═════ Records for this exercise ═════

PR #583, opened 2018-08-23
Add ability to pass a custom request function

szmarczak:
This would allow an experimental support of http2 using [`http2-wrapper`](https://github.com/szmarczak/http2-wrapper):

```js
const got = require('got');
const wrapper = require('http2-wrapper');

const h2got = got.extend({fn: wrapper});

(async () => {
	const {body} = await h2got('https://nghttp2.org/httpbin/headers');
	console.log(body);
})();
```

### DIFF
--- a/readme.md
+++ b/readme.md
@@ -266,6 +266,13 @@ Default: `false`
 
 [Cache adapter instance](#cache-adapters) for storing cached data.
 
+###### request
+
+Type: `Function`<br>
+Default: `http.request` `https.request`
+
+Custom request function. By default it's `http.request` or `https.request` (depending on the protocol).
+
 ###### useElectronNet
 
 Type: `boolean`<br>
--- a/readme.md
+++ b/readme.md
@@ -814,12 +814,27 @@ const custom = got.extend({
 
 *Need to merge some instances into a single one? Check out [`got.mergeInstances()`](advanced-creation.md#merging-instances).*
 
+### Experimental HTTP2 support
+
+Got provides an experimental support for HTTP2 using the [`http2-wrapper`](https://github.com/szmarczak/http2-wrapper) module:
+
+```js
+const got = require('got');
+const {request} = require('http2-wrapper');
+
+const h2got = got.extend({request});
+
+(async () => {
+	const {body} = await h2got('https://nghttp2.org/httpbin/headers');
+	console.log(body);
+})();
+```
 
 ## Comparison
 
 |                       |  `got`  | `request` | `node-fetch` | `axios` |
 |-----------------------|:-------:|:---------:|:------------:|:-------:|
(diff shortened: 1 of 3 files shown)


source/request-as-event-emitter.js
```diff
@@ -32,7 +32,12 @@ module.exports = options => {
 			return;
 		}
 
-		let fn = options.protocol === 'https:' ? https : http;
+		let fn;
+		if (options.fn) {
```
sindresorhus: Let's name it `options._requestFunction` so it's clear that it's readable and clear that not something we officially support.

source/request-as-event-emitter.js
```diff
@@ -32,7 +32,12 @@ module.exports = options => {
...
+			fn = options.fn; // eslint-disable-line prefer-destructuring
```
sindresorhus: `({fn} = options);`

szmarczak: Isn't it ugly? :P

sindresorhus: Yes... Ok, don't do it.

sindresorhus: Fixed: https://github.com/xojs/eslint-config-xo/commit/20daf6d7798140b05e690dfab63959e7c21bfed9 You can remove the disable comment now.

sindresorhus:
https://github.com/sindresorhus/got/pull/583#discussion_r212383890

source/request-as-event-emitter.js
```diff
@@ -32,7 +32,12 @@ module.exports = options => {
 			return;
 		}
 
-		let fn = options.protocol === 'https:' ? https : http;
+		let fn;
+		if (options._requestFunction) {
+			fn = options.fn; // eslint-disable-line prefer-destructuring
```
sindresorhus: You need to update this one too.

sindresorhus:
I think we should be explicit an accept the `request` function, not a library with a request function.

readme.md
```diff
@@ -814,12 +821,27 @@ const custom = got.extend({
 
 *Need to merge some instances into a single one? Check out [`got.mergeInstances()`](advanced-creation.md#merging-instances).*
 
+### Experimental HTTP2 support
+
+Got provides an experimental support for HTTP2 using the [`http2-wrapper`](https://github.com/szmarczak/http2-wrapper) module:
```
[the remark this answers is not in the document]
szmarczak: I decided to name it `module` because it's used everywhere in the readme. Should I replace all `module`s with `package`?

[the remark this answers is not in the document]
sindresorhus: The distinction is that a module is what you import, while a package is what you publish to npm. A package can contain multiple modules. I'll fix it in the readme after merge.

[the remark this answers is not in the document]
szmarczak: Good point.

═════

__Work order__
Search the entries for the word "await". Copy each line where it appears.

__Finished task__
	const {body} = await h2got('https://nghttp2.org/httpbin/headers');
+	const {body} = await h2got('https://nghttp2.org/httpbin/headers');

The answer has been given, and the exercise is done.